MEIN BRUDER. WE’LL MEET AGAIN (2005)
    Duisburger Filmwoche: Preis des Goethe-Instituts

    Dokumentarfilm, D 2005, 57 Min., 35mm, Farbe, 1:1.66
    DVD-Verleih über Goethe-Institut


    Ein kurzer Besuch bei meinem großen Bruder. Der wohnt jetzt nicht mehr in Berlin. Mein Bruder ist seit einem Jahr in Frankreich. Er lebt jetzt bei Micha und Yvonne unterm Dach. Micha ist Kardiotechniker, Yvonne ist es gewesen. Yvonne nimmt sich jetzt Zeit für die Kinder. Und für die kleine Pension, die von Micha finanziert wird. Durch seine Arbeit auf Herzstationen in der Schweiz und in Deutschland. Mein Bruder kocht für Micha und Yvonne und für die Sommergäste. Jetzt ist Oktober.
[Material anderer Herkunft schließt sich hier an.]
PR #139, opened 2025-03-12
Completely restructure crate setup

LaurenzV:
An attempt to completely restructure the crate, including splitting off testing and perhaps extracting SVG handling into a custom crate. Will probably take a while to finish.


LaurenzV:
Crate is still in a rough state, but a good chunk of the refactoring is done, so I'll merge this for now to have a "checkpoint" in main.

PR #169, opened 2025-03-24
Replace `cmap_inner!` macro by generic function

laurmaedje:
Not that it matters much, but a bit unfortunate that it had to be a macro rather than a generic function. I tried to rewrite and noticed that `pdf-writer` doesn't properly export its `GlyphId` trait. It's still possible to still write it generically, but it requires introduction of a helper trait. That trait could be removed if the missing reexport is added in `pdf-writer`. ~~Marking as draft because fixing the reexport and bumping pdf-writer would be easy enough.~~

### DIFF
--- a/crates/krilla/src/text/cid.rs
+++ b/crates/krilla/src/text/cid.rs
@@ -30,59 +30,62 @@ pub(crate) const SYSTEM_INFO: SystemInfo = SystemInfo {
 
 pub(crate) type Cid = u16;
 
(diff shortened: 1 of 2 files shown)


laurmaedje:
I made the trait public in pdf-writer, but krilla currently still depends on the unmerged PR https://github.com/typst/pdf-writer/pull/47. I left another review there to move it forward.

PR #171, opened 2025-03-26
Minor fixes

laurmaedje:
Primarily to silence clippy


LaurenzV:
That's weird, shouldn't it be detected in CI?

laurmaedje:
Ah, I was wondering too. Turns out I had accidentally set directory overrides that made it use the nightly toolchain in the krilla repo.

LaurenzV:
I mean, it doesn't hurt.^^

PR #180, opened 2025-03-27
Use `flate2` with `zlib-rs` backend for deflating

LaurenzV:
It's much faster.


LaurenzV:
I'll go ahead with the merge so I can keep testing, if you have any objections we can still revert it later on. ^^

laurmaedje:
There is also the consideration that png still depends on miniz_oxide so we have both now, but that small extra dependency burden is not that big of a deal if this provides meaningful speedups. Also, regarding binary size, one could hope that miniz_oxide's encoding and zlib-rs's decoding part is eliminated in dead code elimination. No idea whether it happens in practice.

PR #182, opened 2025-03-28
Bump subsetter

LaurenzV:
Unfortunately requires regenerating all tests becuase the subset tags are different now.

### DIFF
--- a/crates/krilla/src/text/cid.rs
+++ b/crates/krilla/src/text/cid.rs
@@ -133,8 +133,7 @@ impl CIDFont {
 
     #[inline]
     pub(crate) fn get_cid(&self, glyph_id: GlyphId) -> Option<u16> {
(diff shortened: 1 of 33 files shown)


crates/krilla/src/text/cid.rs
```diff
@@ -134,7 +134,7 @@ impl CIDFont {
     #[inline]
     pub(crate) fn get_cid(&self, glyph_id: GlyphId) -> Option<u16> {
         self.glyph_remapper
-            .get(u16::try_from(glyph_id.to_u32()).unwrap())
+            .get(glyph_id.to_u32() as u16)
```
LaurenzV, line 137: I think I also measured a speedup there, and since glyph IDs with > u16 don't exist yet, this isn't a problem

PR #189, opened 2025-04-01
Make font writing deterministic

LaurenzV:


laurmaedje (commented):
I think this is fine and we can merge it, though I would probably have just retained the input order instead of sorting by hash.

The sorting by hash only ensures stability if the hash is stable across runs. For hashes of just strings or bytes that's trivially the case, but for more complex data structures, it adds an extra unnecessary requirement on the hashing that isn't strictly needed. In Typst, for example, we sometimes hash pointers to 'static items and the hashes are not stable across two CLI invocations because of ASLR (address space layout randomization). But Typst doesn't rely on the exact values of those hashes anywhere in the output, so it's still fine. 

Of course, what Typst does isn't all that relevant here, just trying to explain where I'm coming from.

PR #200, opened 2025-04-28
Add PageLayout to Metadata

maltevonehren:
This MR exposes the /PageLayout property of the Document Catalog through the document metadata and adds it to the metadata_full snapshot tests.

I added copied the struct definition for `PageLayout` from `pdf-writer`, analogously to TextDirection (the other option would be to `pub use` the type from `pdf-writer`)

### DIFF
--- a/crates/krilla/src/chunk_container.rs
+++ b/crates/krilla/src/chunk_container.rs
@@ -6,6 +6,7 @@ use xmp_writer::{RenditionClass, XmpWriter};
 use crate::configure::{PdfVersion, ValidationError};
 use crate::error::KrillaResult;
 use crate::interchange::metadata::Metadata;
+use crate::metadata::PageLayout;
 use crate::serialize::SerializeContext;
 use crate::util::{hash_base64, Deferred};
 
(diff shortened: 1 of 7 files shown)


crates/krilla/src/chunk_container.rs
```diff
@@ -220,6 +220,11 @@ impl ChunkContainer {
                 }
             }
 
+            let page_layout = self.metadata.as_ref().and_then(|m| m.page_layout);
+            if let Some(layout) = page_layout {
+                catalog.page_layout(layout.to_pdf());
+            }
+
```
LaurenzV, line 227: For the two page layouts that require PDF 1.5, we need a check whether the version is high enough, and if not we should not write the attribute.

LaurenzV (commented):
Looks good, just one comment.

LaurenzV:
> (the other option would be to pub use the type from pdf-writer)

We are doing this on purpose to avoid re-exporting pdf-writer and thus having to make breaking releases if we bump the dependency. So the way you did it now is fine!

LaurenzV:
Thanks!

    Regie, Buch Thomas Heise Kamera Peter Badel Kamera-Assistenz Florian Wimmer Schnitt Gudrun Steinbrück, Axel Weber Ton Uve Haussig Post-Production Mike Gürgen Musik Frank Schleinstein, Nino Sandow, Christoph Waury, Felix Steinbach Ton-Bearbeitung Sven Piesker Schnitt Gudrun Steinbrück Mischton Martin Steyer Mitwirkende Andreas Heise, Michael Papstein, Vanina Perles u.a. Produktion Ma.Ja.De. Filmproduktion GmbH, Leipzig; in Co-Produktion mit: Zweites Deutsches Fernsehen (ZDF), Mainz; in Zusammenarbeit mit: Arte Deutschland, Baden-Baden / YLE Teema, Helsinki Produzent Heino Deckert Redaktion Doris Hepp, Leena Pasanen Produktionsleitung Meike Martens Produktions-Assistenz Sebastian Gassner, Edda Rosenfeld Drehzeit Oktober 2004 Drehort Bugarach (Südfrankreich) Uraufführung 15.02.2005, Berlin (IFF-Forum) Verleih Freunde der Deutschen Kinemathek Kinostart 10.11.2005 Festivals Berlinale 2005, Visions du Réel Nyon 2005, Duisburger Filmwoche 2005 (Dokumentarfilmpreis des Goethe-Instituts), One World HRFF Prague 2009, Festival dei Popoli Florence 2009, Italy

     

    Andreas: Da komme ich in ein Dorf von hundertzwanzig Einwohnern. Wer rechnet denn damit, dass da noch irgendwas sexuelles passieren könnte. Keiner. Dann hat sich die Dame aufgetan. Da hab ich gedacht am Anfang, na ja, ein bisschen ficken ist in Ordnung. Und auf einmal bin ich verknallt. Ich weiß ja auch nicht, ganz komisch. Am Anfang war es ganz toll: Kam nachts, ging nachts, alles in Ordnung. Aber dann auf einmal wurde das intensiver.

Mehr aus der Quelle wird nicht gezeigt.